Though, as many of the experts contended, admission is not enough. Even the most driven students can fall behind when they don’t have access to basic goods — and that’s why administrators must think outside the box to provide supports students of the past may never have needed, said Goldrick-Rab. She suggests, for instance, that counselors consider food pantries.

“How many of us have thought instead of sending an academic advisor to talk to them about their math class that we might give them a meal plan?” she said. “Food pantries are a charitable response and there’s nothing wrong with them but you have to understand that no one has ever been prevented from becoming food insecure because of the campus food pantry,” she continued, adding colleges need to go beyond financial aid and offer students access to programs that do things like help with “filling out the paperwork” for access to services.
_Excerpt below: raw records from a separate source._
PR #7330, opened 2020-06-06
Add new INI config key 'required_plugins' that defines a list of plugins that must be present for a run of pytest

gnikonorov:
closes https://github.com/pytest-dev/pytest/issues/7305

Changes:
- Introduce a new config key called `require_plugins` that is a space separated list of plugins required for pytest to run
- Make the `--strict-config` flag ( added [here](https://github.com/pytest-dev/pytest/pull/7286) treat these warnings as errors instead

### DIFF
--- a/changelog/7305.feature.rst
+++ b/changelog/7305.feature.rst
@@ -1,3 +1,1 @@
-New `require_plugins` configuration option allows the user to specify a list of plugins required for pytest to run. Warnings are raised if these plugins are not found when running pytest.
-
-The `--strict-config` flag can be used to treat these warnings as errors.
+New `required_plugins` configuration option allows the user to specify a list of plugins required for pytest to run. An error is raised if any required plugins are not found when running pytest.
--- a/changelog/7305.feature.rst
+++ b/changelog/7305.feature.rst
@@ -1,0 +1,3 @@
+A new INI key `require_plugins` has been added that allows the user to specify a list of plugins required for pytest to run.
+
+The `--strict-config` flag can be used to treat these warnings as errors.
--- a/changelog/7305.feature.rst
+++ b/changelog/7305.feature.rst
@@ -1,1 +1,1 @@
-New `required_plugins` configuration option allows the user to specify a list of plugins required for pytest to run. An error is raised if any required plugins are not found when running pytest.
+New ``required_plugins`` configuration option allows the user to specify a list of plugins required for pytest to run. An error is raised if any required plugins are not found when running pytest.
--- a/changelog/7305.feature.rst
+++ b/changelog/7305.feature.rst
@@ -1,3 +1,3 @@
-A new INI key `require_plugins` has been added that allows the user to specify a list of plugins required for pytest to run.
+New `require_plugins` configuration option allows the user to specify a list of plugins required for pytest to run.
 
 The `--strict-config` flag can be used to treat these warnings as errors.
--- a/changelog/7305.feature.rst
+++ b/changelog/7305.feature.rst
@@ -1,3 +1,3 @@
-New `require_plugins` configuration option allows the user to specify a list of plugins required for pytest to run.
+New `require_plugins` configuration option allows the user to specify a list of plugins required for pytest to run. Warnings are raised if these plugins are not found when running pytest.
 
 The `--strict-config` flag can be used to treat these warnings as errors.
--- a/doc/en/reference.rst
+++ b/doc/en/reference.rst
@@ -1604,3 +1604,13 @@ passed multiple times. The expected format is ``name=value``. For example::
 
         [pytest]
         xfail_strict = True
+
+
+.. confval:: required_plugins
+
+   A space seperated list of plugins that must be present for pytest to run
+
+   .. code-block:: ini
+
+       [pytest]
+       require_plugins = pluginA pluginB pluginC
--- a/doc/en/reference.rst
+++ b/doc/en/reference.rst
@@ -1564,7 +1564,7 @@ passed multiple times. The expected format is ``name=value``. For example::
 .. confval:: required_plugins
 
    A space separated list of plugins that must be present for pytest to run.
-   If any one of the plugins is not found, emit a error.
+   If any one of the plugins is not found, emit an error.
 
    .. code-block:: ini
 
--- a/doc/en/reference.rst
+++ b/doc/en/reference.rst
@@ -1561,16 +1561,15 @@ passed multiple times. The expected format is ``name=value``. For example::
    See :ref:`change naming conventions` for more detailed examples.
 
 
-.. confval:: require_plugins
+.. confval:: required_plugins
 
    A space separated list of plugins that must be present for pytest to run.
-   If any one of the plugins is not found, emit a warning.
-   If pytest is run with ``--strict-config`` exceptions are raised in place of warnings.
+   If any one of the plugins is not found, emit a error.
 
    .. code-block:: ini
 
        [pytest]
-       require_plugins = html xdist
+       required_plugins = pytest-html pytest-xdist
 
 
 .. confval:: testpaths
--- a/doc/en/reference.rst
+++ b/doc/en/reference.rst
@@ -1570,7 +1570,7 @@ passed multiple times. The expected format is ``name=value``. For example::
    .. code-block:: ini
 
        [pytest]
-       require_plugins = pluginA pluginB pluginC
+       require_plugins = pytest-xdist pytest-mock
 
 
 .. confval:: testpaths
--- a/doc/en/reference.rst
+++ b/doc/en/reference.rst
@@ -1561,6 +1561,18 @@ passed multiple times. The expected format is ``name=value``. For example::
    See :ref:`change naming conventions` for more detailed examples.
 
 
+.. confval:: require_plugins
+
+   A space separated list of plugins that must be present for pytest to run.
+   If any one of the plugins is not found, emit a warning.
+   If pytest is run with ``--strict-config`` exceptions are raised in place of warnings.
+
+   .. code-block:: ini
+
+       [pytest]
+       require_plugins = pluginA pluginB pluginC
+
+
 .. confval:: testpaths
 
 
@@ -1604,13 +1616,3 @@ passed multiple times. The expected format is ``name=value``. For example::
 
         [pytest]
         xfail_strict = True
-
-
-.. confval:: required_plugins
-
-   A space seperated list of plugins that must be present for pytest to run
-
-   .. code-block:: ini
-
-       [pytest]
-       require_plugins = pluginA pluginB pluginC
--- a/doc/en/reference.rst
+++ b/doc/en/reference.rst
@@ -1570,7 +1570,7 @@ passed multiple times. The expected format is ``name=value``. For example::
    .. code-block:: ini
 
        [pytest]
-       require_plugins = pytest-xdist pytest-mock
+       require_plugins = html xdist
 
 
 .. confval:: testpaths
--- a/src/_pytest/config/__init__.py
+++ b/src/_pytest/config/__init__.py
@@ -1087,7 +1087,7 @@ class Config:
 
     def _validate_keys(self) -> None:
         for key in sorted(self._get_unknown_ini_keys()):
-            self._emit_warning_or_fail("Unknown config ini key: {}\n".format(key))
+            self._warn_or_fail_if_strict("Unknown config ini key: {}\n".format(key))
 
     def _validate_plugins(self) -> None:
         required_plugins = sorted(self.getini("required_plugins"))
@@ -1108,7 +1108,7 @@ class Config:
                 pytrace=False,
             )
 
-    def _emit_warning_or_fail(self, message: str) -> None:
+    def _warn_or_fail_if_strict(self, message: str) -> None:
         if self.known_args_namespace.strict_config:
             fail(message, pytrace=False)
         sys.stderr.write("WARNING: {}".format(message))
--- a/src/_pytest/config/__init__.py
+++ b/src/_pytest/config/__init__.py
@@ -953,7 +953,7 @@ class Config:
         self._parser.addini("addopts", "extra command line options", "args")
         self._parser.addini("minversion", "minimally required pytest version")
         self._parser.addini(
-            "require_plugins",
+            "required_plugins",
             "plugins that must be present for pytest to run",
             type="args",
             default=[],
@@ -1090,11 +1090,21 @@ class Config:
             self._emit_warning_or_fail("Unknown config ini key: {}\n".format(key))
 
     def _validate_plugins(self) -> None:
-        for plugin in self.getini("require_plugins"):
-            if not self.pluginmanager.hasplugin(plugin):
-                self._emit_warning_or_fail(
-                    "Missing required plugin: {}\n".format(plugin)
-                )
+        plugin_info = self.pluginmanager.list_plugin_distinfo()
+        plugin_dist_names = [
+            "{dist.project_name}".format(dist=dist) for _, dist in plugin_info
+        ]
+
+        required_plugin_list = []
+        for plugin in sorted(self.getini("required_plugins")):
+            if plugin not in plugin_dist_names:
+                required_plugin_list.append(plugin)
+
+        if required_plugin_list:
+            fail(
+                "Missing required plugins: {}".format(", ".join(required_plugin_list)),
+                pytrace=False,
+            )
 
     def _emit_warning_or_fail(self, message: str) -> None:
         if self.known_args_namespace.strict_config:
--- a/src/_pytest/config/__init__.py
+++ b/src/_pytest/config/__init__.py
@@ -1090,19 +1090,21 @@ class Config:
             self._emit_warning_or_fail("Unknown config ini key: {}\n".format(key))
 
     def _validate_plugins(self) -> None:
+        required_plugins = sorted(self.getini("required_plugins"))
+        if not required_plugins:
+            return
+
         plugin_info = self.pluginmanager.list_plugin_distinfo()
-        plugin_dist_names = [
-            "{dist.project_name}".format(dist=dist) for _, dist in plugin_info
-        ]
+        plugin_dist_names = [dist.project_name for _, dist in plugin_info]
 
-        required_plugin_list = []
-        for plugin in sorted(self.getini("required_plugins")):
+        missing_plugins = []
+        for plugin in required_plugins:
             if plugin not in plugin_dist_names:
-                required_plugin_list.append(plugin)
+                missing_plugins.append(plugin)
 
-        if required_plugin_list:
+        if missing_plugins:
             fail(
-                "Missing required plugins: {}".format(", ".join(required_plugin_list)),
+                "Missing required plugins: {}".format(", ".join(missing_plugins)),
                 pytrace=False,
             )
 
--- a/src/_pytest/config/__init__.py
+++ b/src/_pytest/config/__init__.py
@@ -1090,11 +1090,6 @@ class Config:
             self._emit_warning_or_fail("Unknown config ini key: {}\n".format(key))
 
     def _validate_plugins(self) -> None:
-        # so iterate over all required plugins and see if pluginmanager hasplugin
-        # NOTE: This also account for -p no:<plugin> ( e.g: -p no:celery )
-        # raise ValueError(self._parser._inidict['requiredplugins'])
-        # raise ValueError(self.getini("requiredplugins"))
-        # raise ValueError(self.pluginmanager.hasplugin('debugging'))
         for plugin in self.getini("require_plugins"):
             if not self.pluginmanager.hasplugin(plugin):
                 self._emit_warning_or_fail(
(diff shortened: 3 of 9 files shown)


gnikonorov:
Hey @RonnyPfannschmidt - I think we have a flaky test for py36. What's the process for dealing with it? Looking at the logs I don't think it's related to my change

RonnyPfannschmidt:
I retried the build

gnikonorov:
Thanks @RonnyPfannschmidt - looks like that fixed the build ( fingers crossed for no flaky tests in py37 )

doc/en/reference.rst
```diff
@@ -1561,6 +1561,18 @@ passed multiple times. The expected format is ``name=value``. For example::
...
+.. confval:: require_plugins
+
+   A space separated list of plugins that must be present for pytest to run.
+   If any one of the plugins is not found, emit a warning.
+   If pytest is run with ``--strict-config`` exceptions are raised in place of warnings.
+
+   .. code-block:: ini
+
+       [pytest]
+       require_plugins = pluginA pluginB pluginC
```
nicoddemus, line 1573: Can we add here a real list? For example `require_plugins = pytest-xdist pytest-mock`?

I ask because it is not clear here if the user should add the package name or plugin name.

gnikonorov:
Thanks for the review, @nicoddemus! I updated the documentation like you suggested

gnikonorov:
Friendly ping for a merge @nicoddemus, @RonnyPfannschmidt. Or, should I merge myself now that I have the ability to and this has been approved?

RonnyPfannschmidt:
Sorry for the delay, I'm moving

src/_pytest/config/__init__.py
```diff
@@ -1035,7 +1041,8 @@ def _preparse(self, args: List[str], addopts: bool = True) -> None:
         self.known_args_namespace = ns = self._parser.parse_known_args(
             args, namespace=copy.copy(self.option)
         )
-        self._validatekeys()
+        self._validate_keys()
```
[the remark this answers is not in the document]
gnikonorov: you're right, we should do that @RonnyPfannschmidt. Just pushed a commit with that. Thanks for catching

gnikonorov:
No worries @RonnyPfannschmidt, hope your move goes smoothly. Looks like py36 is flaky on the same tests as last time

changelog/7305.feature.rst
```diff
@@ -0,0 +1,3 @@
+New `require_plugins` configuration option allows the user to specify a list of plugins required for pytest to run.
+
+The `--strict-config` flag can be used to treat these warnings as errors.
```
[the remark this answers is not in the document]
gnikonorov: 'those warnings'....were omitted. Adding in a description now

doc/en/reference.rst
```diff
@@ -1561,6 +1561,18 @@ passed multiple times. The expected format is ``name=value``. For example::
...
+.. confval:: require_plugins
+
+   A space separated list of plugins that must be present for pytest to run.
+   If any one of the plugins is not found, emit a warning.
+   If pytest is run with ``--strict-config`` exceptions are raised in place of warnings.
+
+   .. code-block:: ini
+
+       [pytest]
+       require_plugins = pytest-xdist pytest-mock
```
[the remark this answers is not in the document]
gnikonorov: It doesn't, pushing a change now.
```
(.venv) gnikonorov:~/pytest/gleb_test$ cat pytest.ini
[pytest]
minversion = 3.0.0
require_plugins = html xdist

(.venv) gnikonorov:~/pytest/gleb_test$ python3 -m pytest test_xfail.py
platform linux -- Python 3.6.9, pytest-5.4.1.dev465+gd2bb67bfd.d20200607, py-1.8.1, pluggy-0.13.1
plugins: xdist-1.32.0, hypothesis-5.15.1, mock-3.1.1, html-2.1.1, metadata-1.9.0, forked-1.1.3
collected 1 item

test_xfail.py x                                                                                                                                                                                                                      [100%]

============================================================================================================ 1 xfailed in 0.05s ============================================================================================================
```

gnikonorov:
( should be ) good to merge now @nicoddemus

gnikonorov:
The failure seems to be the same unrelated flaky one from before. @RonnyPfannschmidt's re-run of the build 'fixed' it last time

gnikonorov:
Friendly bump for a test rerun and/or merge @nicoddemus

doc/en/reference.rst
```diff
@@ -1561,6 +1561,18 @@ passed multiple times. The expected format is ``name=value``. For example::
...
+.. confval:: require_plugins
+
+   A space separated list of plugins that must be present for pytest to run.
+   If any one of the plugins is not found, emit a warning.
+   If pytest is run with ``--strict-config`` exceptions are raised in place of warnings.
+
+   .. code-block:: ini
+
+       [pytest]
+       require_plugins = html xdist
```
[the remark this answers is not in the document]
gnikonorov: @RonnyPfannschmidt @nicoddemus what if we just checked for both `<plugin>` and `pytest-<plugin>` ( e.g.: `html` and `pytest-html` ) as suggested in the beginning of the comment. To @nicoddemus' point, there is no standard way to define plugins, and once all the plugins are loaded we store them in the way I wrote up with this pr ( `pytest-html` becomes `html` ).

I think looking for both would be valid, since one is the internal representation, and the other is the user friendly name, and it would be simpler than trying to user the logic in `terminal.py` which we'd probably have to groom a little for this use case

src/_pytest/config/__init__.py
```diff
@@ -952,6 +952,12 @@ def _initini(self, args: Sequence[str]) -> None:
         self._parser.extra_info["inifile"] = self.inifile
         self._parser.addini("addopts", "extra command line options", "args")
         self._parser.addini("minversion", "minimally required pytest version")
+        self._parser.addini(
+            "require_plugins",
```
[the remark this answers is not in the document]
gnikonorov: I can go either way. I'll change it to `required_plugins`, unless someone has a strong objection

src/_pytest/config/__init__.py
```diff
@@ -1078,12 +1085,21 @@ def _checkversion(self):
...
-            if self.known_args_namespace.strict_config:
-                fail(message, pytrace=False)
-            sys.stderr.write("WARNING: {}".format(message))
+            self._emit_warning_or_fail("Unknown config ini key: {}\n".format(key))
+
+    def _validate_plugins(self) -> None:
+        for plugin in self.getini("require_plugins"):
+            if not self.pluginmanager.hasplugin(plugin):
+                self._emit_warning_or_fail(
+                    "Missing required plugin: {}\n".format(plugin)
```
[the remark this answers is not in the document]
gnikonorov: @nicoddemus - I feel like it's unlikely, but a suite could still potentially work without a required plugn. For example, you could have required [pytest-greendots](https://pypi.org/project/pytest-greendots/), but since it has no configuration options that are required the suite will work with and without the plugin

doc/en/reference.rst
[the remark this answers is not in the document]
RonnyPfannschmidt: We shouldn't guess, the giben names should be python distribution names

With module names also being accepted

There should be a way to add version constraints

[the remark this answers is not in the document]
gnikonorov: @RonnyPfannschmidt - so you mean we should prefer `pytest-html` over `html`

Agreed on the ability to add version constraints. Can we add this in a follow up PR to not bloat this one?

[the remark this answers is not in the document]
gnikonorov: @RonnyPfannschmidt - so you mean we should prefer `pytest-html` over `html`

Agreed on the ability to add version constraints. Can we add this in a follow up PR to not bloat this one?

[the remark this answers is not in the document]
gnikonorov: Also, @RonnyPfannschmidt @nicoddemus is it a requirement that plugins for pytest start with `pytest-`? It seems like yes from the documentation, but I am not sure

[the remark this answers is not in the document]
RonnyPfannschmidt: Sure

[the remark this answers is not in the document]
gnikonorov: @nicoddemus - thanks for sharing the snippet in `pytest/src/_pytest/terminal.py`, we  can definitely use that as a solution here

src/_pytest/config/__init__.py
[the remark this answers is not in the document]
nicoddemus: Indeed, but I think it is reasonable to stop executing if a plugin listed in `required_plugins` is not really installed.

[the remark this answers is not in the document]
gnikonorov: Now that I think about it again, I agree with you @nicoddemus. I mean, if it emits a warning but is 'required' I think that's pretty confusing. Let me change it to always stop executing. Any objections @RonnyPfannschmidt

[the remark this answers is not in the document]
nicoddemus: Great!

Make sure to display all missing plugins, instead of stopping on the first one missing.

gnikonorov:
Thanks for the review and thoughtful feedback. Updated the PR @nicoddemus and @RonnyPfannschmidt

gnikonorov:
Thank you @nicoddemus! Looking forward to getting this in and starting on the followup task

changelog/7305.feature.rst
```diff
@@ -0,0 +1 @@
+New `required_plugins` configuration option allows the user to specify a list of plugins required for pytest to run. An error is raised if any required plugins are not found when running pytest.
```
bluetech, line 1: I think RST requires double ticks though I'm never sure TBH...

```suggestion
New ``required_plugins`` configuration option allows the user to specify a list of plugins required for pytest to run. An error is raised if any required plugins are not found when running pytest.
```

doc/en/reference.rst
```diff
@@ -1561,6 +1561,17 @@ passed multiple times. The expected format is ``name=value``. For example::
    See :ref:`change naming conventions` for more detailed examples.
 
 
+.. confval:: required_plugins
+
+   A space separated list of plugins that must be present for pytest to run.
+   If any one of the plugins is not found, emit a error.
```
bluetech, line 1567:
```suggestion
   If any one of the plugins is not found, pytest emits an error and exits with code XXX (unless ``strict_config`` is ``false``).
```

The XXX should be filled here ^^^ (which is it?)

src/_pytest/config/__init__.py
```diff
@@ -1078,12 +1085,33 @@ def _checkversion(self):
...
-            message = "Unknown config ini key: {}\n".format(key)
-            if self.known_args_namespace.strict_config:
-                fail(message, pytrace=False)
-            sys.stderr.write("WARNING: {}".format(message))
+            self._emit_warning_or_fail("Unknown config ini key: {}\n".format(key))
+
+    def _validate_plugins(self) -> None:
+        required_plugins = sorted(self.getini("required_plugins"))
+        if not required_plugins:
+            return
```
bluetech, line 1095: I'd omit these two lines as they're not really necessary.

```suggestion
```

src/_pytest/config/__init__.py
```diff
@@ -1078,12 +1085,33 @@ def _checkversion(self):
...
+
+        plugin_info = self.pluginmanager.list_plugin_distinfo()
```
bluetech, line 1097: Any particular reason to only include setuptools plugins here?

src/_pytest/config/__init__.py
```diff
@@ -1078,12 +1085,33 @@ def _checkversion(self):
...
+        plugin_dist_names = [dist.project_name for _, dist in plugin_info]
+
+        missing_plugins = []
+        for plugin in required_plugins:
+            if plugin not in plugin_dist_names:
+                missing_plugins.append(plugin)
+
+        if missing_plugins:
+            fail(
```
bluetech, line 1106: Is it possible the intention was to use `self._emit_warning_or_fail` here?

src/_pytest/config/__init__.py
gnikonorov: This was intentional. The point is to not fetch plugin info if it’s not necessary. The function is useless if there are no required plugins, so we exit

src/_pytest/config/__init__.py
gnikonorov: No, we always want to fail ( see earlier in the PR comments for justification )

src/_pytest/config/__init__.py
gnikonorov: This isn’t just setup tools it is all plugins, but with the proper distribution info. Correct me if I’m wrong @nicoddemus

doc/en/reference.rst
gnikonorov: strict_config has influence on this as we always fail ( see earlier in PR for reasoning )

src/_pytest/config/__init__.py
bluetech: So I was thrown off by the fact that `_emit_warning_or_fail` is extracted to a separate function, and that the help text for `strict_config` was changed. So I'd roll back these two changes -- maybe they were relevant for a previous PR iteration.

doc/en/reference.rst
bluetech: So since `strict_config` is not consulted in this case, will edit the suggestion above to remove mention of it.

src/_pytest/config/__init__.py
bluetech: I don't think this optimization is worth it, the code below doesn't do anything expensive. I think it is better to avoid special cases when they are not necessary. But it's OK if you want to keep it.

doc/en/reference.rst
gnikonorov: Sure I can update this to show the exit code but I think that’s a bit redundant and becomes a maintenance headache since we seem to centralize our exit code information here: https://docs.pytest.org/en/stable/usage.html. I think we should keep exit code information there. If we don’t things will eventually diverge and confuse users

changelog/7305.feature.rst
gnikonorov: It does I’ll make the change. Thank you for catching

src/_pytest/config/__init__.py
gnikonorov: Resolving as above. Please reopen if I’m wrong

src/_pytest/config/__init__.py
gnikonorov: The call to get dist info is expensive ( as per @nicoddemus’ earlier comment )

src/_pytest/config/__init__.py
gnikonorov: Why roll back the extraction? I see no harm in leaving it in. Functionality is neither added or removed with it

doc/en/reference.rst
gnikonorov: Thoughts @nicoddemus @RonnyPfannschmidt

gnikonorov: It actually looks like it exits with exit code 1, which sounds valid to me for the use case

nicoddemus: I think it is OK to leave out the exact error code here, but I don't have strong feelings either.

src/_pytest/config/__init__.py
nicoddemus: Yeah I was under that impression, but [I was wrong](https://github.com/pytest-dev/pluggy/blob/f17598a7b422a8a7566a258d2f79fae5fde6b78a/src/pluggy/manager.py#L286-L289), sorry for not doing the proper research before.

Regardless I think the change is harmless and particularly I would prefer to bail out early. 😁

doc/en/reference.rst
gnikonorov: If we’re all ok with it, I’d like to leave all exit codes in the usage doc I posted above. Otherwise the error code reporting may diverge over time and people will be confused. I also wouldn’t know to change this location easily as maintainer who has never seen this PR

src/_pytest/config/__init__.py
gnikonorov: +1 on bailing early. It’s unnecessary otherwise. We’re not writing high frequency trading software but at the same time we should do basic optimizations

doc/en/reference.rst
bluetech: Yea makes sense to leave the exit code out. So just a typo "a error" -> "an error"

src/_pytest/config/__init__.py
bluetech: The main thing is that the condition makes it look like a Falsey `required_plugins` has a special meaning. If it is removed, the reader doesn't need to figure out that it doesn't.

But just in general, if I see e.g.  `sum` implemented like this:

```py
def sum(xs):
    if not xs:
        return 0
    s = 0
    for x in xs:
        s += x
    return s
```

that seems redundant...

src/_pytest/config/__init__.py
bluetech: `list_plugin_distinfo` only lists setuptools plugins, at least this is what I understand from the pluggy code. That might be what we want here, not sure myself, but unresolving so can figure it out.

src/_pytest/config/__init__.py
bluetech: I think because it examines `strict_config` the name is a bad confusing, would call it `_emit_warning_or_fail_if_strict`. But that's a handful, and since it's only used once, I'd remove the indirection and bring it back inline.

src/_pytest/config/__init__.py
nicoddemus: Good point @bluetech.

Should we consider somehow plugins specified via `-p` and `PYTEST_PLUGINS`?

src/_pytest/main.py
```diff
@@ -78,7 +78,7 @@ def pytest_addoption(parser: Parser) -> None:
     group._addoption(
         "--strict-config",
         action="store_true",
-        help="invalid ini keys for the `pytest` section of the configuration file raise errors.",
+        help="any warnings encountered while parsing the `pytest` section of the configuration file raise errors.",
```
bluetech, line 81: I think this should be reverted now?

bluetech:
Sorry for being extra nitpicky @gnikonorov :)

src/_pytest/config/__init__.py
nicoddemus: Perhaps using `warn` as a verb directly, as in `_warn_or_fail_if_strict`, is better?

src/_pytest/main.py
gnikonorov: I don’t see why. This statement is valid. The one warning in the config will be raised as an error

src/_pytest/config/__init__.py
gnikonorov: Sure, I’ll change it to the name suggested by @nicoddemus

src/_pytest/main.py
gnikonorov: And more generally I think strict_config should apply to the entire config file parsing, for consistencies sake

src/_pytest/config/__init__.py
gnikonorov: Do we want to add support for -p and PYTEST_PLUGINS in a follow up PR or does that feel like we’re submitting a half complete feature @nicoddemus @bluetech

gnikonorov:
No need to be sorry at all! I appreciate the thoroughness, thank you!

src/_pytest/config/__init__.py
gnikonorov: I mean, technically speaking a falsely `required_plugins` means to the function and the reader of the function "nothing important to do here now, just carry on"

In this case we also don't have to assemble plugin_dist_names `plugin_dist_names = [dist.project_name for _, dist in plugin_info]` which we still would if we don't bail early

src/_pytest/config/__init__.py
bluetech: I haven't checked what each means, but just from perusing the `PlugingManager` code, `list_name_plugin()` seems good?

I guess it depends on why the code uses `dist.project_name` instead of the name the plugin was registered with? (Sorry if was discussed before)

gnikonorov: This was discussed here: https://github.com/pytest-dev/pytest/pull/7330#discussion_r437135961

gnikonorov: From reading the help, I think we should defer `-p` if we add it at all. It sounds like a user is intentionally fiddling around with the run
```
-p name               early-load given plugin module name or entry point
                            (multi-allowed).
```

The same goes for the environment variable `PYTEST_PLUGINS`. I'm not opposed to adding them in, but to me it really sounds like they're a different use case than this and would warrant their own PR

gnikonorov:
Friendly ping to @RonnyPfannschmidt for a review

src/_pytest/config/__init__.py
nicoddemus: Agree, not sure this makes sense when used with `-p` or `PYTEST_PLUGINS`.

gnikonorov:
@nicoddemus and/or @bluetech if there are no more questions can we actually merge this into master? It’s blocking a few issues I want to start working on

gnikonorov:
Thanks for the  thoughtful reviews @nicoddemus and @bluetech
I’ll wait for @RonnyPfannschmidt

nicoddemus:
Thanks @gnikonorov!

Another area in dire need of consideration, said Moore, is with transfer credits. When institutions don’t accept credits from another school and require students take the class again, it creates another financial barrier to completion on top of tuition. He also explains that the industry could do a better job of considering real life workforce skills as a type of credit eligible for graduation. And Oakley agreed, noting that this type of move must also happen in order for institutions to truly provide economic opportunity for these students and thus also meet the demands of the workforce.

“I think we need to put the focus every single day on those universities that are the gateway to students of color and low income students and that are providing real economic mobility,” said Oakley, noting that the pressure on elite schools doing that only is not going to make an impact. “These should not and cannot be terminal credentials. We’re trying to deal with a fast moving economy, and we need to ensure that these individuals have some economic security, otherwise their children who are coming through our pipeline are not going to have opportunity,” he said.

“They should be able to continue to pile up those credits and they should lead to a higher level credential [because] when you’re working all day long two and three jobs, it’s very difficult to just drop everything that you’re doing, attend one of our community colleges, wait three or four years and then get your credentials.”